◆ TO DO: Every line in the records below with the string "opened" needs to be copied out.
****
PR #6142, opened 2023-10-10
fix(turborepo): Rust integration test fixes

NicholasLYang:
### Testing Instructions

Closes TURBO-1442

### DIFF
--- a/.github/workflows/test.yml
+++ b/.github/workflows/test.yml
@@ -332,6 +332,35 @@ jobs:
       - name: Integration Tests
         run: turbo run test --filter=turborepo-tests-integration --color --env-mode=strict --token=${{ secrets.TURBO_TOKEN }} --team=${{ vars.TURBO_TEAM }}
 
+  turborepo_integration_rust:
+    name: Turborepo Integration Tests (Rust Codepath)
+    needs: [determine_jobs, build_turborepo]
+    if: needs.determine_jobs.outputs.turborepo_integration == 'true'
+    timeout-minutes: 30
+    runs-on: ${{ matrix.os.runner }}
+    strategy:
+      fail-fast: false
+      matrix:
+        os:
+          - name: ubuntu
+            runner: ubuntu-latest
+    steps:
+      - uses: actions/checkout@v3
+      - uses: ./.github/actions/setup-turborepo-environment
+        with:
+          target: ${{ matrix.os.name }}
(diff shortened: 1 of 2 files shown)


.github/workflows/test.yml
```diff
@@ -316,6 +316,35 @@ jobs:
...
+
+      - name: Cache Prysk
+        id: cache-prysk
+        uses: actions/cache@v3
+        with:
+          path: cli/.cram_env
+          key: prysk-venv-${{ matrix.os.name }}
+
+      - name: Integration Tests
+        run: turbo run test:rust-codepath --filter=turborepo-tests-integration --color --env-mode=strict --token=${{ secrets.TURBO_TOKEN }} --team=${{ vars.TURBO_TEAM }}
```
mehulkar, line 346: Can't we just use the existing task `test` and set the `EXPERIMENTAL_RUST_CODEPATH` env var in this job, and set it to pass through?

```suggestion
        run: turbo run test --filter=turborepo-tests-integration --color --env-mode=strict --token=${{ secrets.TURBO_TOKEN }} --team=${{ vars.TURBO_TEAM }}
```

NicholasLYang: Interestingly enough, no, because that will enable EXPERIMENTAL_RUST_CODEPATH for the turbo that's running the tests too

chris-olszewski (approved):

.github/workflows/test.yml
mehulkar: ah ok, that makes sense. #inception

.github/workflows/test.yml
```diff
@@ -332,6 +332,35 @@ jobs:
       - name: Integration Tests
         run: turbo run test --filter=turborepo-tests-integration --color --env-mode=strict --token=${{ secrets.TURBO_TOKEN }} --team=${{ vars.TURBO_TEAM }}
 
+  turborepo_integration_rust:
```
mehulkar, line 335: Can this be matrixed into the job above? It's 90% the same. An `if: {{matrix.codepath == "rust"}}` shuold do the trick to change the command that runs?

NicholasLYang: We don't want this to be blocking, so I think a second job is best

mehulkar: Why not make it blocking? Seems like we're close to the end and should make it blocking at some point

PR #6147, opened 2023-10-11
feat: add pprof flamegraphs behind a feature flag

arlyon:
### Description

This adds a basic integration for pprof in turbo. It's a little muddy because pprof doesn't really show usage over the threadpool very well, but a good starting point.

Closes TURBO-1445

### DIFF
--- a/crates/turborepo-lib/src/tracing.rs
+++ b/crates/turborepo-lib/src/tracing.rs
@@ -68,6 +68,9 @@ pub struct TurboSubscriber {
 
     chrome_update: Handle<Option<ChromeLog>, DaemonLogLayered>,
     chrome_guard: Mutex<Option<tracing_chrome::FlushGuard>>,
+
+    #[cfg(feature = "pprof")]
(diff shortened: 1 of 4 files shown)


crates/turborepo-lib/src/tracing.rs
```diff
@@ -129,6 +141,17 @@ impl TurboSubscriber {
     }
 }
 
+impl Drop for TurboSubscriber {
+    fn drop(&mut self) {
+        // drop the guard so that the non-blocking file writer stops
+        #[cfg(feature = "pprof")]
+        if let Ok(report) = self.pprof_guard.report().build() {
+            let file = std::fs::File::create("flamegraph.svg").unwrap();
+            report.flamegraph(file).unwrap();
```
chris-olszewski, line 150: I don't think we want to panic during a drop if we can't create a flamegraph

chris-olszewski (approved):

mehulkar (approved):

PR #6148, opened 2023-10-11
Improve performance by reworking calculate_file_hashes

arlyon:
### Description

A large amount of time prepping turbo for execution is spent in `calculate_file_hashes`. This is particularly bad on windows taking around 300ms a pop for each package. The cost of running this once at the root is much lower in comparison, so we pre-cache this instead, storing it in a hashmap.

Pre-optimisation: https://github.com/vercel/turbo/actions/runs/6725968656
Post-optimisation: https://github.com/vercel/turbo/actions/runs/6727286792

Please inspect the profiles to see the improvement. To do so, download the artifact at the bottom of the page and load them into ui.perfetto.dev. In the benches above we trade 110 calls to `git status` at 150ms a piece for one at 900ms. This gives us a heuristic for when this optimisation makes sense. Generally, calculating this per-core will be faster if your task count is less than `5 * NUM_CPU` (on this repository). If you exceed this then the cache approach works out faster.

Closes TURBO-1446

### DIFF
--- a/crates/turborepo-scm/src/package_deps.rs
+++ b/crates/turborepo-scm/src/package_deps.rs
@@ -1,12 +1,178 @@
 use std::collections::HashMap;
 
 use itertools::{Either, Itertools};
-use tracing::debug;
+use tracing::{debug, warn};
 use turbopath::{AbsoluteSystemPath, AnchoredSystemPath, PathError, RelativeUnixPathBuf};
 
 use crate::{hash_object::hash_objects, Error, Git, SCM};
 
 pub type GitHashes = HashMap<RelativeUnixPathBuf, String>;
+
+/// Precalculates workspace data where it makes sense to reduce overhead from
+/// lazily calculating it on demand.
+pub enum CachedPackageFileHasher<'a> {
+    Manual,
+    Git(GitCachedPackageFileHasher<'a>),
+}
+
+impl<'a> CachedPackageFileHasher<'a> {
+    /// When creating a new CachedPackageFileHasher with the git hashes, we
+    /// precalculate and store a datastructure that maps package paths to
+    /// hashes of the files in that package, and a list of files that
+    /// changed. This saves having to call out to git for each package.
+    pub fn new(
+        scm: &'a SCM,
+        repo_root: &AbsoluteSystemPath,
+        package_roots: impl Iterator<Item = &'a AnchoredSystemPath>,
+    ) -> Self {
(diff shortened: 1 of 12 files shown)


mehulkar (commented):
Is it possible to split up the instrumentation piece into another PR so we can potentially have before/after timings after the rework?

arlyon:
@mehulkar I dropped that commit and moved it into it's own PR

crates/turborepo-scm/src/package_deps.rs
```diff
@@ -1,13 +1,209 @@
...
+    /// hashes of the files in that package, and a list of files that
+    /// changed. This saves having to call out to git for each package.
+    pub fn new(
+        scm: &'a SCM,
+        repo_root: &AbsoluteSystemPath,
+        package_roots: impl Iterator<Item = &'a AnchoredSystemPath>,
+    ) -> Self {
+        match scm {
+            SCM::Git(git) => {
+                let mut map: HashMap<&AnchoredSystemPath, (GitHashes, Vec<_>)> = Default::default();
```
chris-olszewski, line 30:
```suggestion
                let mut map: HashMap<&AnchoredSystemPath, (GitHashes, Vec<_>)> = HashMap::with_capacity({
                    let (lower, upper) = package_roots.size_hint();
                    upper.unwrap_or(lower)
                });
```

crates/turborepo-scm/src/package_deps.rs
```diff
@@ -1,13 +1,209 @@
...
+                let span = tracing::debug_span!("constructing map");
+                let enter = span.enter();
+
+                // a subpackage will always have a longer length than its parent,
+                // so we sort by length to ensure that we always and drain subpackages
+                // before their parents
+                for package in package_roots {
+                    let package_str = package.as_str();
+
+                    let (hashes, files) = map.entry(package).or_default();
```
chris-olszewski, line 81: Just asking due to the use of `entry`, but do we ever expect a `package` to appear twice in `package_roots`? If so I believe `files` will contain two duplicate entries. Maybe just use an `map.insert` or dedupe `package_roots` before we iterate through them.

chris-olszewski (changes requested):
Overall the changes seem solid to me. The breakages from the e2e and integration tests seem valid and should be addressed.

arlyon:
This PR is being put on ice until we figure out a plan for `optimize`

PR #6158, opened 2023-10-12
chore: add more instrumentation

arlyon:
### Description

This PR is just the additional span annotations from #6148 split into its own thing so we can more easily measure perf diff.

### Testing Instructions

N/A

Closes TURBO-1453

### DIFF
--- a/crates/turborepo-lib/src/task_graph/visitor.rs
+++ b/crates/turborepo-lib/src/task_graph/visitor.rs
@@ -10,7 +10,7 @@ use console::{Style, StyledObject};
 use futures::{stream::FuturesUnordered, StreamExt};
 use regex::Regex;
 use tokio::{process::Command, sync::mpsc};
-use tracing::{debug, error};
+use tracing::{debug, error, Span};
 use turbopath::AbsoluteSystemPath;
 use turborepo_env::{EnvironmentVariableMap, ResolvedEnvMode};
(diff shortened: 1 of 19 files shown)


crates/turborepo-lib/src/task_graph/visitor.rs
```diff
@@ -114,7 +115,11 @@ impl<'a> Visitor<'a> {
         let mut tasks = FuturesUnordered::new();
         let errors = Arc::new(Mutex::new(Vec::new()));
 
+        let span = Span::current();
+
         while let Some(message) = node_stream.recv().await {
+            let span = tracing::debug_span!(parent: &span, "queue_task", task = %message.info);
+            let _enter = span.enter();
```
chris-olszewski, line 122: Do we want to drop this here so we can measure how long we block the main thread before moving the work to a new task?

chris-olszewski (approved):
More tracing! Do think we might want to measure how long we block the main thread in the visitor, but aside from that it all looks good.

mehulkar (approved):

crates/turborepo-lib/src/task_graph/visitor.rs
arlyon: The amount of work done after spawning the future is so low that we can probably get away with not creating an additional span for it.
****
◆ SOLUTION TO THIS EXERCISE:
PR #6142, opened 2023-10-10
PR #6147, opened 2023-10-11
PR #6148, opened 2023-10-11
PR #6158, opened 2023-10-12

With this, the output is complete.